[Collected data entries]

PR #322, opened 2024-10-02
Update Tentacle version to include the workaround for ensuring the agent uses the latest available tools image

kevjt:
Details about the what and why are in the description of https://github.com/OctopusDeploy/OctopusTentacle/pull/1010


APErebus (approved):
nice work 🚀

PR #563, opened 2026-04-29
Fix README links for version 2 of kubernetes-agent

APErebus:
Updated README links for version 2 to point to the correct README file.


flin-8 (approved):
LGTM

PR #591, opened 2026-05-12
Fix github action to properly filter v* release branches

liam-mackie:
This fixes an issue in the build.


APErebus (approved):
I doth approve. Thanks!

PR #608, opened 2026-05-26
feat: add liveness probe support for polling Tentacles

ATGardner:
Introduce a liveness probe for polling Kubernetes Agents using the `tentacle livez` exec command. This detects when the "pod is Running but the Tentacle process is stuck" due to deadlocks, GC stalls, or frozen polling threads by checking the freshness of a heartbeat file written by the agent. The feature is enabled when
`agent.serverCommsAddress` or `agent.serverCommsAddresses` is set (polling mode) and requires Tentacle image version >= 9.2.3963. All configuration options are exposed under `agent.livenessProbe.*`.

# Description

Implements the chart-side half of [YOS-338](https://linear.app/octopus/issue/YOS-338). Depends on the Tentacle product change (commit f0d67351) shipping in image tag `<tag>`.

# Pre-requisites

- [ ] I have read [How we use GitHub Issues](https://github.com/OctopusDeploy/Issues/blob/main/docs/CONTRIBUTING.internal.md) for help deciding when and where it's appropriate to make an issue.
- [ ] I have added a changeset with an appropriate customer facing description.
- [ ] I have considered appropriate testing for my change.
- [ ] This PR affects all release versions and will need to be forward merged.
  - See the [documentation](https://github.com/OctopusDeploy/helm-charts/blob/main/charts/kubernetes-agent/docs/forward-merging-release-branches.md) if unsure of the process.

PR #612, opened 2026-06-02
Forward merge from release/kubernetes-agent/v2

ATGardner:
contains #608


oleksandr-codefresh (approved):

.changeset/yos-338-polling-tentacle-liveness-probe.md
```diff
@@ -0,0 +1,5 @@
+---
+"kubernetes-agent": minor
+---
+
+Forward merge changes from [2.42.0](#2.42.0)
```
APErebus: Just a small thing. The format of the link anchor needs to not have any `.` in it, so they this would be `#2420`
```suggestion
Forward merge changes from [2.42.0](#2420)
```

APErebus (commented):
1 minor think that needs fixing

PR #637, opened 2026-06-23
Fix Chart.yaml app version and add new test

APErebus:
# Description

In #627 we updated the `.agent.image.tag` value in `values.yaml`, but didn't update the corresponding `.appVersion` value in `Chart.yaml`.

This is needed as we have tests in Octopus Deploy that assert on this.

I have fixed this and added a new check during the GHA test run to verify these are the same value

This also fixes up all the test snapshots and the readme

# Pre-requisites

- [ ] I have read [How we use GitHub Issues](https://github.com/OctopusDeploy/Issues/blob/main/docs/CONTRIBUTING.internal.md) for help deciding when and where it's appropriate to make an issue.
- [ ] I have added a changeset with an appropriate customer facing description.
- [x] This PR affects all release versions and will need to be forward merged.

### DIFF
--- a/charts/kubernetes-agent/Chart.yaml
+++ b/charts/kubernetes-agent/Chart.yaml
@@ -17,4 +17,4 @@ dependencies:
 type: application
 version: "2.45.0"
 # This version number should be the same as the agent.image.tag value as this is the primary application version
-appVersion: "9.2.4000"
+appVersion: "9.2.4125"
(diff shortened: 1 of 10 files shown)


charts/kubernetes-agent/Chart.yaml
```diff
@@ -17,4 +17,4 @@ dependencies:
 type: application
 version: "2.45.0"
 # This version number should be the same as the agent.image.tag value as this is the primary application version
-appVersion: "9.2.4000"
+appVersion: "9.2.4125"
```
APErebus, line 20: This is the value that was not correctly updated in #627

liam-mackie (approved):

PR #724, opened 2026-08-27
update migration docs after customer feedback

liam-mackie:
# Description

This change makes sure we're explicit that existing installations, and installations that use a custom ReadWriteMany storage class, aren't affected by this change.

### DIFF
--- a/charts/kubernetes-agent/migrations.md
+++ b/charts/kubernetes-agent/migrations.md
@@ -1,6 +1,8 @@
 # Migrations
+
 The Kubernetes Agent adheres to the principles of "Semantic Versioning" to define its version, this implies there are three ways
 the chart may be upgraded:
+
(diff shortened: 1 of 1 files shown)


charts/kubernetes-agent/migrations.md
```diff
@@ -11,6 +13,8 @@ the chart may be upgraded:
 
 Version 3 of the Kubernetes agent changes the default storage from the in-cluster backed NFS server utilizing `ReadWriteMany`, to a single node `ReadWriteOnce` utilising the default storage class of the cluster.
 
+This change only affects *new* installations of the Kubernetes agent that don't use a custom `ReadWriteMany` storage class.
```
liam-mackie, line 16: This is the only change - the rest is automatic linting (that I think might be good to include)

APErebus (approved):

PR #732, opened 2026-09-01
Bump Kubernetes Monitor chart to get rehydration fix

### LINKED ISSUE #10207: Child resources deleted while the monitor is offline linger in live status until the next periodic snapshot
[## Summary

When the Kubernetes monitor starts up it is rehydrated with the set of resources Octopus expects it to watch. That rehydration was additive: the monitor was told what to start watching, but never told what to stop watching.

As a result, resources that disappeared from the cluster while the monitor was offline stayed visible in the application's live status after the monitor came back, until the next periodic snapshot cleared them (up to 5 minutes later, per the `monitor-period` default).

Affects the `kubernetes-monitor-chart` sub-chart of the `kubernetes-agent` chart at versions **0.39.0 and earlier** (monitor application 0.29.2 and earlier).

## Steps to reproduce

1. Deploy an application through Octopus that produces child resources (a Deployment, so that ReplicaSets and Pods are tracked as children), and confirm the children appear in live status.
2. Scale the Kubernetes monitor deployment to 0 replicas.
3. Delete some of those children from the cluster — for example scale the Deployment down, or delete its Pods.
4. Scale the monitor back up to 1 replica and wait for it to connect.
5. Look at the application's live status straight away.

## Expected behaviour

Once the monitor has reconnected and reported, live status reflects the current contents of the cluster.

## Actual behaviour

The deleted children are still listed. They are only removed when the monitor's next periodic snapshot lands, so live status can show resources that no longer exist for several minutes after the monitor is demonstrably healthy and connected.

## Cause

Rehydration on connection only ever added to the monitor's watch list. There was no way for Octopus to say "this is the complete list, forget anything else", so records for resources Octopus had stopped tracking were left in place and could only be reconciled by the timer-driven snapshot.

## Fix

The monitor now understands a complete desired-resource list from Octopus and answers it with a full replacement of the monitored resources for that application instance, pruning anything Octopus is no longer tracking, at the moment it connects rather than on the next tick.

This depends on a version of Octopus Server that sends the complete list on connection. Against an older Server the monitor behaves as it did before, and stale records are still cleared by the periodic snapshot.

## Resolution

Fixed in `kubernetes-monitor-chart` **0.40.0** (monitor application 0.30.0).
](https://github.com/OctopusDeploy/octopus-argocd-gateway/actions/runs/33459318924/job/99705936841?pr=274)

flin-8:
# Description

Fixes https://github.com/OctopusDeploy/Issues/issues/10207

# Pre-requisites

- [x] I have read [How we use GitHub Issues](https://github.com/OctopusDeploy/Issues/blob/main/docs/CONTRIBUTING.internal.md) for help deciding when and where it's appropriate to make an issue.
- [x] I have added a changeset with an appropriate customer facing description.
- [x] This PR affects all release versions and will need to be forward merged.

### DIFF
--- a/.changeset/swift-lions-work.md
+++ b/.changeset/swift-lions-work.md
@@ -1,0 +1,5 @@
+---
+"kubernetes-agent": patch
+---
+
+Bump Kubernetes Monitor chart to get rehydration fix
--- a/.changeset/swift-lions-work.md
+++ b/.changeset/swift-lions-work.md
@@ -2,4 +2,4 @@
 "kubernetes-agent": patch
 ---
 
-Bump Kubernetes Monitor chart to 0.40.0
+Bump Kubernetes Monitor chart to 0.40.0. This fixes a bug where child resources deleted while the monitor is offline linger in live status until the next periodic snapshot. See https://github.com/OctopusDeploy/helm-charts/issues/731 for more details.
--- a/.changeset/swift-lions-work.md
+++ b/.changeset/swift-lions-work.md
@@ -2,4 +2,8 @@
 "kubernetes-agent": patch
 ---
 
-Bump Kubernetes Monitor chart to 0.40.0. This fixes a bug where child resources deleted while the monitor is offline linger in live status until the next periodic snapshot. See https://github.com/OctopusDeploy/helm-charts/issues/731 for more details.
+Bump Kubernetes Monitor chart to 0.40.0.
+
+- Fixes a bug where child resources deleted while the monitor is offline linger in live status until the next periodic snapshot
+- Adds a new `ReplaceDesiredResourcesCommand` for Octopus Server to send all desired resources together when monitor connects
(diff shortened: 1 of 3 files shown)


.changeset/swift-lions-work.md
eddymoulton, line 1: I like to add something to explain what changed in the monitor since still don't have that public

eddymoulton (approved):

.changeset/swift-lions-work.md
flin-8: Better?

eddymoulton: Yeah this works, simliar to other change logs we've done.

[This is what I was thinking though](https://github.com/OctopusDeploy/helm-charts/blob/main/charts/kubernetes-agent/CHANGELOG.md#2270). Less paragraph and more dot points

PR #740, opened 2026-09-03
feat: add readiness probe for polling Tentacles

zentron:
# Description

Polling Tentacles expose no port to check directly, so readiness is determined by an exec probe (`ps aux | grep -v grep | grep -q Tentacle`) confirming the Tentacle process is running. All knobs are exposed under `agent.readinessProbe.*`, following the same pattern as the existing `agent.livenessProbe.*`.

Resolves YOS-400.

# Pre-requisites

- [x] I have read [How we use GitHub Issues](https://github.com/OctopusDeploy/Issues/blob/main/docs/CONTRIBUTING.internal.md) for help deciding when and where it's appropriate to make an issue.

▶ **WHAT IS BEING ASKED**:
Starting with the first line of the entries, transcribe every line up to and including the one with "PR #591, opened 2026-05-12".

▶ **WORKED SOLUTION**:
PR #322, opened 2024-10-02
Update Tentacle version to include the workaround for ensuring the agent uses the latest available tools image

kevjt:
Details about the what and why are in the description of https://github.com/OctopusDeploy/OctopusTentacle/pull/1010


APErebus (approved):
nice work 🚀

PR #563, opened 2026-04-29
Fix README links for version 2 of kubernetes-agent

APErebus:
Updated README links for version 2 to point to the correct README file.


flin-8 (approved):
LGTM

PR #591, opened 2026-05-12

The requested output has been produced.